Reklama

Przez spór o psy doszło do pobicia

Mieszkająca w Godziszu samotna starsza kobieta trzyma stado psów. Według jej najbliższego sąsiada psy nie są szczepione i stwarzają zagrożenie dla mieszkańców. Uważa, że władze gminy nic z tym nie robią. Dwa tygodnie temu został pobity.

Paweł Chwiszczuk mieszka w Godziszu od 16 lat. Jak nam opowiada, starsza, mieszkająca samotnie sąsiadka trzyma psy odkąd on pamięta. Przez te lata stado się powiększało – psy się rozmnażały, były też podrzucane. Nikt się tym nie interesował. – W tym roku w ciągu miesiąca urodziło się około 16 psów. Nie wiadomo co się z nimi tam dzieje – uważa. Jak mówi, kobieta ma teraz około 40 psów. – Trzyma je w stodole, w oborze i w mieszkaniu – wymienia. Wspomina, że sąsiadce, po jego interwencji, zaczęła pomagać fundacja, ale kobieta zrezygnowała z tej pomocy.

Czterdzieści psów

Mężczyzna podkreśla, że psy są niebezpieczne i w końcu mogą komuś zrobić poważną krzywdę. Jak mówi, nie są szczepione. Nadmienia, że sąsiadka porobiła dodatkowe ogrodzenie, ale psy wchodzą na jego posesję. Pokazuje nam miejsce z tyłu podwórza z wydeptaną ścieżką, którą psy mają przechodzić do niego. – Mój 10-letni syn boi się wychodzić z domu i jeździć rowerem po okolicy – zaznacza nasz rozmówca. – Boję się wychodzić – potwierdza młodszy syn pana Pawła. Według jego słów kobieta karmi psy suchym chlebem, z którego robi jakąś papkę, więc psy są niedożywione. Ponadto, jak mówi, hałasują całą dobę. Wspomina, że kobieta posiada także dwie krowy, które są zaniedbane, nie są wyprowadzane z obory i stoją w oborniku.

P. Chwiszczuk opowiada, że wraz z synami pomagał kobiecie, między innymi rąbiąc drewno, kosząc trawę czy nawet robiąc zakupy. – Dopiero po zorganizowanej przeze mnie interwencji fundacji tą panią zainteresowała się jej rodzina. Wcześniej nikt się nią nie interesował – mówi.

 

Sołtys: – To nieudolność władzy

Sołtys Godzisza Zygmunt Banaszek przypomina, że sprawę zgłaszał już niejednokrotnie do wójta. Zaczął po artykule opublikowanym w gazecie Twój Głos o psach w Grabniaku (luty 2019 -przyp.red). – To jest nieudolność władzy.
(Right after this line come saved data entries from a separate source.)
PR #1140, opened 2025-12-19
chore: various ops should not fail

shehabgamin:
cc @keen85 https://github.com/lakehq/sail/pull/1127#discussion_r2617238425

Tested manually:
```

spark = SparkSession.builder.remote(f"sc://localhost:50051").getOrCreate()

df = spark.createDataFrame([(1, "a"), (2, "b"), (3, "c")],["id", "letter"])
df_cached = df.cache()
df.persist()
df_cached.unpersist()

df.checkpoint(True)
df.checkpoint(False)

df.localCheckpoint(True)
df.localCheckpoint(False)

big = spark.range(0, 100)
small = spark.createDataFrame([(1, "one"), (2, "two"), (3, "three")], ["id", "label"])
joined = big.join(sf.broadcast(small), on="id", how="left")
joined.show()
```

### DIFF
--- a/crates/sail-plan/src/resolver/query/mod.rs
+++ b/crates/sail-plan/src/resolver/query/mod.rs
@@ -1,6 +1,5 @@
 use async_recursion::async_recursion;
 use datafusion_expr::{Expr, LogicalPlan, LogicalPlanBuilder};
-use log::warn;
 use sail_common::spec;
 
 use crate::error::{PlanError, PlanResult};
@@ -216,14 +215,10 @@ impl PlanResolver<'_> {
                     .await?
             }
             QueryNode::CachedLocalRelation { .. } => {
-                // TODO: Implement
-                warn!("CachedLocalRelation operation is not yet supported and is a no-op");
-                self.resolve_query_empty(false)?
+                return Err(PlanError::todo("cached local relation"));
             }
             QueryNode::CachedRemoteRelation { .. } => {
-                // TODO: Implement
-                warn!("CachedRemoteRelation operation is not yet supported and is a no-op");
-                self.resolve_query_empty(false)?
+                return Err(PlanError::todo("cached remote relation"));
             }
             QueryNode::CommonInlineUserDefinedTableFunction(udtf) => {
                 self.resolve_query_common_inline_udtf(udtf, state).await?


crates/sail-plan/src/resolver/query/misc.rs
```diff
@@ -130,12 +131,14 @@ impl PlanResolver<'_> {
...
+        input: spec::QueryPlan,
         _name: String,
         _parameters: Vec<spec::Expr>,
-        _state: &mut PlanResolverState,
+        state: &mut PlanResolverState,
     ) -> PlanResult<LogicalPlan> {
-        Err(PlanError::todo("hint"))
+        // TODO: Implement
+        warn!("Hint operation is not yet supported and is a no-op");
+        self.resolve_query_plan(input, state).await
```
shehabgamin: Not sure if `resolve_query_plan_with_hidden_fields` should be used instead.

crates/sail-plan/src/resolver/query/mod.rs
```diff
@@ -215,10 +216,14 @@ impl PlanResolver<'_> {
...
-                return Err(PlanError::todo("cached local relation"));
+                // TODO: Implement
+                warn!("CachedLocalRelation operation is not yet supported and is a no-op");
+                self.resolve_query_empty(false)?
             }
             QueryNode::CachedRemoteRelation { .. } => {
-                return Err(PlanError::todo("cached remote relation"));
+                // TODO: Implement
+                warn!("CachedRemoteRelation operation is not yet supported and is a no-op");
+                self.resolve_query_empty(false)?
```
linhr: These are fetching "cached relations" instead of "caching relations". IMO these should fail since we don't know how to return the expected data.

linhr (approved):

crates/sail-plan/src/resolver/query/misc.rs
linhr: Yes we should use `resolve_query_plan_with_hidden_fields`.

crates/sail-plan/src/resolver/query/mod.rs
shehabgamin: @linhr  I found that after adding the no-op for `CheckpointCommandResult`, a request is sent to the server for fetching "cached relations" when calling `checkpoint` and `localCheckpoint`. This is because those commands return data:
- https://spark.apache.org/docs/latest/api/python/reference/pyspark.sql/api/pyspark.sql.DataFrame.localCheckpoint.html
- https://spark.apache.org/docs/latest/api/python/reference/pyspark.sql/api/pyspark.sql.DataFrame.checkpoint.html

Given this, should we still fail here? I'm open either way.

linhr: I thought the empty result may break things due to schema mismatch, but if this yields better client-side behavior than returning errors, let's keep the change then.

shehabgamin: This is what ends up happening in Sail with these changes:
```
>>> df.localCheckpoint(False)
DataFrame[]
>>> df.localCheckpoint(False).show()
++
++
++

>>> df.localCheckpoint(True)
DataFrame[]
>>> df.localCheckpoint(True).show()
++
++
++

>>> df.checkpoint(True)
DataFrame[]
>>> df.checkpoint(True).show()
++
++
++

>>> df.checkpoint(False)
DataFrame[]
>>> df.checkpoint(False).show()
++
++
++
```

Versus Spark's behavior:
```
>>> df.checkpoint(True)
DataFrame[age: bigint, name: string]
>>> df.checkpoint(True).show()
+---+-----+
|age| name|
+---+-----+
| 14|  Tom|
| 23|Alice|
| 16|  Bob|
+---+-----+

>>> df.checkpoint(False)
DataFrame[age: bigint, name: string]
>>> df.checkpoint(False).show()
+---+-----+
|age| name|
+---+-----+
| 14|  Tom|
| 23|Alice|
| 16|  Bob|
+---+-----+

>>> df.localCheckpoint(True)
DataFrame[age: bigint, name: string]
>>> df.localCheckpoint(True).show()
+---+-----+
|age| name|
+---+-----+
| 14|  Tom|
| 23|Alice|
| 16|  Bob|
+---+-----+

>>> df.localCheckpoint(False)
DataFrame[age: bigint, name: string]
>>> df.localCheckpoint(False).show()
+---+-----+
|age| name|
+---+-----+
| 14|  Tom|
| 23|Alice|
| 16|  Bob|
+---+-----+
```

So it does break things for users that are using the results of those commands.

crates/sail-plan/src/resolver/query/misc.rs
shehabgamin: @linhr Will do, can you explain why though?

linhr: It has been a while so I don't have the details on top of my mind, but I just looked at similar logic such as `resolve_query_subquery_alias` and I feel we can follow the same pattern here.

crates/sail-plan/src/resolver/query/mod.rs
linhr: If that's the case, an explicit error could be better user experience. So probably we're not yet ready to implement the checkpoint command.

Tak nie może być. Dojdzie do takiej sytuacji, że stanie się jakaś krzywda, to dopiero wtedy wszyscy będą się pukać w czoło – grzmi. – Na to nie ma żadnego wytłumaczenia, że to przez koronawirus. To trwa ponad rok –stwierdza. Sołtys dodaje, że zgłoszenia były już wcześniej. Dzieci bały się wychodzić na przystanek autobusowy. – Wójt zasłania się tym, że nie ma pieniędzy. To lepiej, jak komuś coś się stanie, gdy go pies ugryzie? To niedbalstwo! – uważa.

P. Chwiszczuk wspomina, że nieraz osobiście zgłaszał sprawę wójtowi. Ostatni raz udał się do niego w poniedziałek, 18 maja, wraz z żoną i synem. – Zapytałem go, kiedy zrobi porządek z psami, kiedy je wykastruje i wysterylizuje. On jednak zasłaniał się koronawirusem. Według jego słów ta pani teraz się źle czuje, panuje koronawirus i ona nie może nikogo wpuścić na posesję – relacjonuje.

 

Dwóch na jednego

Tego samego dnia, między 18:00 a 19:00, doszło do incydentu, podczas którego pan Paweł został pobity. – Syn jest świadkiem, też walczył z moimi oprawcami – nadmienia. Przypuszcza, że to było zaplanowane. – Było dwóch osobników, którzy byli u sąsiadki. Jeden kucnął przy płocie, a drugi stał. Zawołali mnie do płotu, a gdy podszedłem, wciągnęli mnie i zaczęli mnie bić. Gdy syn podbiegł, żeby mnie ratować, jeden z nich wyjął łom z samochodu, a drugi tasak, który prawdopodobnie leżał przy stodole, więc oni na tę akcję byli prawdopodobnie przygotowani –opowiada. Mówi, że więcej nie pamięta, ponieważ był w szoku. Nie wie także, czy coś mówili do niego. Żona zadzwoniła na policję, on na pogotowie. – Zabrali mnie do Garwolina i zrobili prześwietlenie głowy – wspomina. Okazało się, że ma złamany nos.

 

Kamieniem w głowę?

Udajemy się do sąsiadki. Gdy podchodzimy do bramy, podbiega do nas kilka psów, głośno przy tym ujadając. Rozmawiamy z kobietą przez bramę, próbując przekrzyczeć szczekanie czworonogów. Starsza pani uważa, że psy nie stanowią zagrożenia dla innych. Twierdzi, że nie opuszczają posesji. – Krzywdy nie zrobią. One szczekają, ale nie są groźne, są bojące. Nie było sytuacji, że kogoś pogryzły – podkreśla. Pytana o ich liczbę odpowiada: 14. – Są zaszczepione, ale nie są sterylizowane – mówi. Pytana przez nas, czy nie zastanawiała się nad tym, żeby je oddać, odpowiada, że nie myślała o tym, a w schronisku na pewno nie będzie im lepiej. Gdy pytamy, czy nie obawia się, że w końcu kogoś ugryzą, stwierdza, że nie, że nie wyjdą przez bramę. Potwierdza, że gmina ofiarowała jej pomoc, ale nie chciała skorzystać. – Mam emeryturę i sama sobie radzę – mówi. Pytana przez nas o pobicie sąsiada odpowiada, że nic o tym nie wie. – Ja w niedzielę od sąsiada kamieniem w głowę dostałam. Jeszcze mnie boli (rozmowa odbyła się  w środę, 20 maja -przyp. red) – pokazuje miejsce na głowie.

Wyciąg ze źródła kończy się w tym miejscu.